Cao, Yongzhi

Cao, Yongzhi


Research Interests: Formal methods, reasoning about uncertainty

Office Phone: 86-10-6276 5818


Cao, Yongzhi is a professor in the Department of Computer Science and Technology, School of EECS. He received the B.S. and M.S. degrees from Central China Normal University, Wuhan, China, in 1997 and 2000, respectively, and the Ph.D. degree from Beijing Normal University, Beijing, China, in 2003, all in mathematics. From 2003 to 2007, he was a Postdoctoral Researcher with Tsinghua University, Beijing, and from 2007 to 2105, he was an Associate Professor of computer science with Peking University.
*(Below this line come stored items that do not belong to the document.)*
PR #595, opened 2018-12-01
Fix migration login route output and add tests

joshcanhelp:
### Changes

- Add `WP_Auth0_Options_Generic::reset()` to reset all options back to defaults
- Add dependency injection to `WP_Auth0_Routes` for the `WP_Auth0_Ip_Check` class
- Add error output for migration login route to help with troubleshooting

### Testing

* [x] This change has been tested on the latest version of the platform/language

### Checklist

* [x] All active GitHub CI checks have passed - `composer pre-commit`

### DIFF
--- a/lib/WP_Auth0_Routes.php
+++ b/lib/WP_Auth0_Routes.php
@@ -2,10 +2,25 @@
 
 class WP_Auth0_Routes {
 
+	/**
+	 * @var WP_Auth0_Options
+	 */
 	protected $a0_options;
 
-	public function __construct( WP_Auth0_Options $a0_options ) {
+	/**
+	 * @var WP_Auth0_Ip_Check
+	 */
+	protected $ip_check;
+
+	/**
+	 * WP_Auth0_Routes constructor.
+	 *
+	 * @param WP_Auth0_Options       $a0_options - WP_Auth0_Options instance.
+	 * @param WP_Auth0_Ip_Check|null $ip_check - WP_Auth0_Ip_Check instance.
+	 */
+	public function __construct( WP_Auth0_Options $a0_options, WP_Auth0_Ip_Check $ip_check = null ) {
 		$this->a0_options = $a0_options;
+		$this->ip_check   = $ip_check instanceof WP_Auth0_Ip_Check ? $ip_check : new WP_Auth0_Ip_Check( $a0_options );
 	}
 
 	public function init() {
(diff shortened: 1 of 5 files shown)


lib/WP_Auth0_Routes.php
```diff
@@ -22,11 +37,6 @@ public function setup_rewrites( $force_ws = false ) {
 
 		add_rewrite_rule( '^auth0', 'index.php?auth0=1', 'top' );
 		add_rewrite_rule( '^\.well-known/oauth2-client-configuration', 'index.php?a0_action=oauth2-config', 'top' );
-
-		// if ( $force_ws || $this->a0_options->get( 'migration_ws' ) ) {
```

His current research interests include formal methods and reasoning about uncertainty in artificial intelligence.

Dr. Cao has published some papers in top-tier journals such as IEEE Transactions on Automatic Control, IEEE Transactions on Computers, IEEE Transactions on Fuzzy Systems, IEEE Transactions on Systems, Man, and Cybernetics, Part B: Cybernetics, Information and Computation, Journal of Computer and System Sciences, and Theoretical Computer Science. He has served in the Technical Program Committee of various international conferences including FMAC2017, ICCSIP2016, JRS2014, NIPS2015, and QLSC2012. He is serving as a reviewer of American Mathematical Reviews (MR) and a referee of some leading journals and conferences including AIJ, IEEE TAC, IEEE TASE, IEEE TKDE, IEEE TOC, CONCUR2016, NIPS2015, and IJCAI2016. He was awarded the 2nd prize of Natural Science Award of Chinese Education Ministry for outstanding achievements in scientific research (2015). He is an IEEE Senior Member.
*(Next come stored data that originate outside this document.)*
PR #604, opened 2018-12-17
Remove unnecessary callback; add notice if plugin is already setup

joshcanhelp:
### Changes

- Add a notice on the Setup Wizard and remove the link from the menu if the plugin has already been configured
- Remove `wp-login.php` from callbacks (not used anymore)

### DIFF
--- a/lib/WP_Auth0_Settings_Section.php
+++ b/lib/WP_Auth0_Settings_Section.php
@@ -53,7 +53,7 @@ class WP_Auth0_Settings_Section {
 
 			add_submenu_page( $main_menu, __( 'Help', 'wp-auth0' ), __( 'Help', 'wp-auth0' ), 'manage_options', 'wpa0-help', array( $this, 'redirect_to_help' ) );
 
-			add_submenu_page( $main_menu, __( 'Auth0 for WordPress - Setup Wizard', 'wp-auth0' ), __( 'Setup Wizard', 'wp-auth0' ), 'manage_options', 'wpa0-setup', array( $this->initial_setup, 'render_setup_page' ) );
+			add_submenu_page( null, __( 'Auth0 for WordPress - Setup Wizard', 'wp-auth0' ), __( 'Setup Wizard', 'wp-auth0' ), 'manage_options', 'wpa0-setup', array( $this->initial_setup, 'render_setup_page' ) );
 		}
 
 		add_submenu_page( $main_menu, __( 'Export Users Data', 'wp-auth0' ), __( 'Export Users Data', 'wp-auth0' ), 'manage_options', 'wpa0-users-export', array( $this->users_exporter, 'render_export_users' ) );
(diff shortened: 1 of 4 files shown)


lib/WP_Auth0_Settings_Section.php
```diff
@@ -53,7 +53,7 @@ public function init_menu() {
 
 			add_submenu_page( $main_menu, __( 'Help', 'wp-auth0' ), __( 'Help', 'wp-auth0' ), 'manage_options', 'wpa0-help', array( $this, 'redirect_to_help' ) );
 
-			add_submenu_page( $main_menu, __( 'Auth0 for WordPress - Setup Wizard', 'wp-auth0' ), __( 'Setup Wizard', 'wp-auth0' ), 'manage_options', 'wpa0-setup', array( $this->initial_setup, 'render_setup_page' ) );
+			add_submenu_page( null, __( 'Auth0 for WordPress - Setup Wizard', 'wp-auth0' ), __( 'Setup Wizard', 'wp-auth0' ), 'manage_options', 'wpa0-setup', array( $this->initial_setup, 'render_setup_page' ) );
```
joshcanhelp: Removes the menu item when the plugin is already setup.

lib/initial-setup/WP_Auth0_InitialSetup_ConnectionProfile.php
```diff
@@ -11,7 +11,6 @@ public function __construct( WP_Auth0_Options $a0_options ) {
 	}
 
 	public function render( $step ) {
-		$scopes = WP_Auth0_Api_Client::GetConsentScopestoShow();
```
joshcanhelp: Moved to `templates/initial-setup/connection_profile.php`

lib/WP_Auth0_Settings_Section.php
cocojoe: But it's always `null` how can it be toggled ?

joshcanhelp: This is in an `if` block that checks if the plugin is configured or not. If it's already configured, we don't want to show the wizard.

cocojoe: ok expanded the view, so if it's not ready I can see it adds the `Setup Wizard`. 
So it must be already added via WP_Auth0_Admin.php? Hence the requirement to removal?

cocojoe:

Dr. Cao has almost ten research projects including NSFC and 973 programs. His research achievements are summarized as follows:

1)  He modeled the fault tolerance of mobile systems and discrete-event systems from a new perspective, quantitatively studied the reliability of the system behavior, and gave an approach to optimizing the system behavior. For the first time, this work combines the classical Shannon communication theory with the research of process algebra and introduces the idea of behavior similarity into the modeling and supervisory control of discrete-event systems.
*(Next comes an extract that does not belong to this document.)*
PR #607, opened 2018-12-20
Remove Social Amplificator functionality

joshcanhelp:
### Changes

Removes the Social Amplificator functionality and adds notes to formally deprecate classes.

2)  He proposed a formal framework to verify differential privacy in the context of probabilistic systems, gave a two-level logic, a privacy variant of the familiar Hennessy–Milner logic, to characterize differential privacy, and introduced the notion of set-theoretic conditional anonymity by considering the threat from non-probabilistic adversary.

3)  He modeled the discrete-event systems with fuzzy uncertainties, provided model-checking algorithms to verify the properties of the systems, and systematically developed the framework of supervisory control based on events and states. These theoretical results are applied to the modeling and analysis of medical diagnosis and treatment.